If you have thousands and thousands of jobs to submit at once you
may not want to flood the cluster with them all at once.  Each job
submission is relatively slow (the HPC tools that the web interface
has to use are relatively slow).  The actual queue that the cluster
uses doesn't seem to like processing tens of thousands of job, and
can slow down.  And if you take up the whole cluster someone may
come and knock on your office and complain at you.  At the same
time, batching your jobs up into little bits and manually sending
them off is a pain and work better done by a computer.

An alternative is to submit a set of "workers" to the cluster, and
then submit jobs to them.  This is done with the
[`rrq`](https://github.com/mrc-ide/rrq) package, along with a
[`redis`](http://redis.io) server running on the cluster.

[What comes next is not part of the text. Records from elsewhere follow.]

PR #181, opened 2021-02-19
Use local fonts instead of Google fonts

D3SOX:
Now uses local font assets. I hope this will not conflict with #180
(pertains #174)


flavioislima:
looks good. I don't think will have any conflicts.

flavioislima (approved):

See the "workers" vignette for details.

# Mapping network drives

For all operating systems, if you are on the wireless network you
will need to connect to the VPN.  If you can get on a wired network
you'll likely have a better time because the VPN and wireless
network seems less stable in general.  Instructions for setting up
a VPN are
[here](https://www1.imperial.ac.uk/publichealth/departments/ide/it/remote)

## Windows

Your network drives are likely already mapped for you.  In fact you
should not even need to map drives as fully qualified network names
(e.g. `//fi--didef3/tmp`) should work for you.

## Mac OS/X

In Finder, go to `Go -> Connect to Server...` or press `Command-K`.
In the address field write the name of the share you want to
connect to.  Useful ones are

* `smb://fi--san03.dide.ic.ac.uk/homes/<username>` -- your home share
* `smb://fi--didef3.dide.ic.ac.uk/tmp` -- the temporary share

At some point in the process you should get prompted for your
username and password, but I can't remember what that looks like.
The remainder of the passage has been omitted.